Cosa dice la “Scheda 48”

La Scheda 48 contiene la terza delle quattro missioni in Libia. La prima, scheda 17, è la Unsmil, United Nations Support Mission, la seconda, scheda 18, è la Bilaterale di supporto, la quarta, scheda 47, è la Euban, l’assistenza alle frontiere. La terza è la «proroga della partecipazione di personale del corpo della Guardia di finanza alla missione bilaterale di assistenza nei confronti delle Istituzioni libiche preposte al controllo dei confini marittimi», ha l’obiettivo «di supportare (...) le autorità libiche preposte al controllo dei confini marittimi ai fini della prevenzione e repressione dei traffici illeciti via mare». La cosiddetta Guardia costiera non viene prudentemente chiamata per nome. La missione prevede «l’impiego di personale della Guardia di finanza in Libia per l’addestramento di personale appartenente alle Istituzioni libiche preposte al controllo dei confini marittimi; il mantenimento in esercizio delle unità navali appartenenti al naviglio libico».

L’Italia manda «n. 3 autovetture a trazione integrale blindate, nonché materiali di consumo e parti di ricambio per la manutenzione delle unità navali libiche; n. 1 unità navale (tipo Guardacoste “Classe Bigliani”) corredato da sistema di videosorveglianza per la difesa passiva, da impiegare in teatro libico dal 1° giugno al 31 dicembre 2021». Quindici militari saranno dedicati all’attività logistica e addestrativa e all’assistenza tecnica, altri venticinque costituiranno «una mini Scuola Nautica in Libia», e nove carabinieri si occuperanno della sicurezza dei finanzieri.

«Fabbisogno finanziario 10.479.140 euro». Dunque non solo l’Italia continua a finanziare i nostri finanzieri per addestrare («Non finanziamo la Guardia costiera» viene più volte esclamato alla riunione come risolutivo della questione) e supportare la sedicente Guardia costiera libica, ma i finanziamenti salgono. Erano 10 milioni lo scorso anno, 6,9 nel 2019 (quando il Pd si astenne sul rifinanziamento), 1,6 nel 2018 e 3,6 nel 2017, durante il governo Gentiloni che varò questo programma di collaborazione.

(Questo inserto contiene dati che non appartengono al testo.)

PR #52, opened 2016-09-12
Rewrite analysis tasks

rhcarvalho:
Simplify code and tests moving away from factories and mocks.

This makes the analysis checks take structured data, becoming easy to test and implement.

Take API type definitions from OpenShift/Kubernetes, moving away from embedded anonymous structs which were notably hard to instantiate.

### DIFF
--- a/analysis.go
+++ b/analysis.go
@@ -2,17 +2,20 @@ package main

Il Pd verso il sì (tranne pochi)

«Non si può ridurre a una scheda un tema complesso come le nostre missioni in Libia. Questo decreto missioni è una evoluzione rispetto al passato. Innanzitutto oggi in Libia c’è un governo. Poi il Consiglio europeo su proposta dell’Italia lavora a un nuovo patto per l’immigrazione. Il Pd avrebbe voluto che tutta la missione passasse sotto il controllo di Irini, la missione navale europea a forte impronta italiana. Ma i 400 militari italiani supportano l’Ospedale di Misurata, lo sminamento e la bonifica dei quartieri di Tripoli, la missione “Mare sicuro” per la sicurezza degli spazi marittimi di interesse nazionale italiano. Solo quindici di loro sono impegnati sulla scheda 48», spiega Enrico Borghi, il deputato delegato da Letta a occuparsi del dossier. Il decreto arriverà alla Camera martedì prossimo. Per Borghi non sarà possibile “stralciare” la missione di supporto alla Guardia costiera dalla quarantina di altre missioni. Secondo le Ong c’è una cinquantina di parlamentari, fra Camera e Senato, che non le voteranno.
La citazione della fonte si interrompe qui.